Parto proprio dalla domanda posta da Ylenia: “perché nessuna opposizione politica, tranne quelle che abbiamo invitato oggi in sala, si è scagliata contro Roma 2020? C’è un disegno di città ? Rispondo subito alla seconda domanda: No, non c’è. C’è invece un’idea di città, decisamente pessima, visti i risultati evidenti per i cittadini.

In merito alla prima domanda circa l’assenza di opposizione la risposta è altrettanto semplice: siamo da anni di fronte al “pensiero unico”. Ad esempio, solo in campo urbanistico (ma dovrei più precisamente definirlo edilizio) c’è qualcuno che mette in discussione (a parte i presenti e pochi altri) “l’urbanistica contrattata” che sottrae alla trasparenza il rapporto tra il pubblico e il privato e subordina il primo al secondo? C’è qualcuno che mette in discussione la “perequazione” e la “compensazione urbanistica” che hanno premiato ed incentivato solo la formazione di plusvalori fondiari? C’è qualcuno che mette in discussione gli “accordi di programma” che vanno in deroga alla pianificazione ordinaria ? C’è qualcuno che mette in discussioni i “diritti edificatori”, invenzione degli urbanisti del PRG di Roma ? C’è qualcuno che si oppone al fatto che le città e Roma in particolare si espandano in base agli interessi degli investitori? No, anzi, c’è addirittura una nuova proposta di legge, promossa dalla struttura delle Camere di commercio, volte a valorizzare le iniziative immobiliari con la complicità del Consiglio nazionale degli architetti, dei pianificatori, dei paesaggisti e degli ingegneri!
E poi si lamentano pure, come il personaggio di Guzzanti, il mitico Quelo, che “c’è crisi, c’è grossa crisi” e allora via alla logica del grande evento, poteri commissariali, deroghe. Infatti si sono visti i risultati: Veltroni e anche Alemanno hanno avuto poteri commissariali sulla mobilità e sono riusciti solo a combinare nulla quando non addirittura disastri, lasciando le casse vuote per qualunque altro servizio essenziale alla vita dei cittadini. “Non ci sono soldi” e il pensiero unico ha pronta la soluzione: un nuovo slogan dell’ideologia neoliberista “primato del privato sul pubblico, del mercato sullo stato, dell’economia sulla politica”.
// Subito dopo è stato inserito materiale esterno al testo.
PR #2909, opened 2026-02-17
removed tendermint binary and abciclient.

pompon0:
tendermint binary was unused (only some of its commands are imported by seid binary). abciclient was an unncessary abstraction because seid works only with LocalClient which is a noop wrapper.


sei-tendermint/cmd/tendermint/commands/rollback.go
```diff
@@ -3,45 +3,10 @@ package commands
...
 	"github.com/sei-protocol/sei-chain/sei-tendermint/config"
 	"github.com/sei-protocol/sei-chain/sei-tendermint/internal/state"
 )
 
-var removeBlock bool = false
-
-func MakeRollbackStateCommand(conf *config.Config) *cobra.Command {
-	cmd := &cobra.Command{
-		Use:   "rollback",
-		Short: "rollback tendermint state by one height",
```
wen-coding, line 17: Why are we removing rollback commands as well? This only works on tendermint binary?

pompon0: there are 2 rollback commands and seid is using just 1 of them

masih (approved):
Yay; less is more 🚀

PR #2910, opened 2026-02-17
fix: harden PushQC against stale QCs and unverified headers

wen-coding:
## Summary

- Guard QC insertion and `ctrl.Updated()` with `needQC` to prevent stale QCs from advancing `nextQC` or triggering spurious updates.
- Match blocks against stored (already verified) QC headers instead of the unverified incoming QC's headers. Uses per-block stored QC lookup to handle ranges spanning multiple QCs.
- Cap block insertion loop at `inner.nextQC` to prevent nil-pointer dereference when a malicious QC's range extends beyond stored QCs.

## Test plan

- `TestPushQCStaleQCDoesNotCorruptState`: pushes a stale malicious QC with blocks extending beyond stored range. Verifies no panic (min cap), no state corruption (QCs, blocks, nextQC intact), and subsequent valid QC is accepted.
- `TestPushQCIgnoresBlocksMatchingUnverifiedHeaders`: pushes a tampered QC (same range, different headers) with blocks matching the tampered headers. Verifies fake blocks are rejected and real blocks are accepted afterward.
- Both tests verified to catch their respective bugs when the fix is reverted.


sei-tendermint/internal/autobahn/data/state.go
```diff
@@ -115,25 +115,19 @@ func (s *State) Committee() *types.Committee { return s.cfg.Committee }
 func (s *State) PushQC(ctx context.Context, qc *types.FullCommitQC, blocks []*types.Block) error {
 	// Wait until QC is needed.
 	gr := qc.QC().GlobalRange()
-	needQC, err := func() (bool, error) {
```
pompon0, line 118: if that's not too much trouble, I still think that it would be useful to skip verifying the QC if it is not needed. Then the fix would look as follows: if we already have the qc, then just drop the unverified qc and use the one we already have instead.

wen-coding: I can do that, but why prefer skipping verification? Is QC verification very expensive?

sei-tendermint/internal/autobahn/data/state_test.go
```diff
@@ -108,6 +110,76 @@ func TestState(t *testing.T) {
...
+
+	votes := make([]*types.Signed[*types.CommitVote], 0, len(badKeys))
+	for _, k := range badKeys {
+		votes = append(votes, types.Sign(k, types.NewCommitVote(proposal.Proposal().Msg())))
+	}
+	maliciousQC := types.NewFullCommitQC(types.NewCommitQC(votes), headers)
+
+	// Stale QC is silently ignored (verification is skipped, insert guard prevents
+	// advancing nextQC). No error is returned.
+	require.NoError(t, state.PushQC(ctx, maliciousQC, nil))
```
pompon0: the fact that the maliciousQC is ignored here is an implementation detail. Both error and no error are acceptable results. What you should test against is that the state did not change: call QC() on all previous heights - it should return the correct QC (and perhaps check the nextQC, since the api does not expose it currently in any way).

sei-tendermint/internal/autobahn/data/state_test.go
```diff
@@ -108,6 +110,76 @@ func TestState(t *testing.T) {
...
+
+	// Verify state is not corrupted: the next valid QC should still be accepted.
+	qc2, blocks2 := TestCommitQC(rng, committee, keys, utils.Some(qc1.QC()))
+	require.NoError(t, state.PushQC(ctx, qc2, blocks2))
```
pompon0, line 210: in particular this call returning no error does not guarantee that the qc2 was not ignored.

sei-tendermint/internal/autobahn/data/state_test.go
wen-coding: good point, changed.

sei-tendermint/internal/autobahn/data/state_test.go
wen-coding: changed.

PR #410, opened 2023-05-24
reset MUST handle `services` as a map

ndeloof:
While `services` is a mapping in yaml, this is a slice in compose-go structs.
As a result, we need to convert the yaml paths from `services.[index]` into `service.Name` as index might not match between source and override compose files, also subject to change after sort has been applied. This latter case is demonstrated by test case using a second service `bar` that becomes `services[0]` in final result

see https://dockercommunity.slack.com/archives/C2X82D9PA/p1684916162518289?thread_ts=1684571165.209559&cid=C2X82D9PA for more context

### DIFF
--- a/loader/merge_test.go
+++ b/loader/merge_test.go
@@ -1377,6 +1377,13 @@ services:
     read_only: true
     environment:
       FOO: BAR
+    ports:
+      - "8080:80"
+  bar:
+    image: test
+    ports:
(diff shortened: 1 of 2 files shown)


glours (approved):

milas (approved):
YAML + Go 😬 

Nice fix, and 🙌🏻 for test case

Le prove ? Giusto qualche assaggio in ambito sportivo: si inizia con Veltroni 6 anni fa, per passare poi ad Alemanno e finire con la bocciatura di Monti della candidatura di Roma alle Olimpiadi del 2020. Con Alemanno si raggiungono apici degni del pensiero unico: oltre alle chiacchiere esportate anche all’estero nelle borse immobiliari, si butta giù il velodromo, non si realizzano nuovi impianti, si propone la F1 e si fa la figuraccia mondiale in tema di impiantistica natatoria. E mentre il bilancio del Comune di Roma piange 12 miliardi, si starnazza la panacea a tutti i mali: “il privato è bello”. Peccato che centinaia di milioni di euro derivanti dal dovuto pagamento degli oneri concessori non vengono incassati dagli impianti nati per i Mondiali di Nuoto. Solo il Salaria sport Village avrebbe dovuto riconoscere al Comune di Roma 10 milioni di euro. Insomma, il privato è bello quando non paga i soldi dovuti al pubblico e il pubblico paga quello che doveva pagare il privato!

Vogliamo dimenticarci delle dichiarazioni del Presidente del Coni, Gianni Petrucci, subito dopo l'assegnazione dei Mondiali di Nuoto del 2009 a Roma ? "Sono molto contento per l’assegnazione. Credo che si tratti di un giusto riconoscimento al lavoro della Federazione Italiana Nuoto, all’abnegazione del Suo presidente, Paolo Barelli, e al grande impegno profuso dal Sindaco di Roma, Walter Veltroni, che sin dall’inizio ha creduto fortemente in questa avventura. Grazie ai Mondiali di nuoto del 2009, Roma potrà avere un Polo Natatorio all’avanguardia nell’area di Tor Vergata che sicuramente diventerà un punto di riferimento per l’impiantistica sportiva romana". Era il 16 luglio 2005.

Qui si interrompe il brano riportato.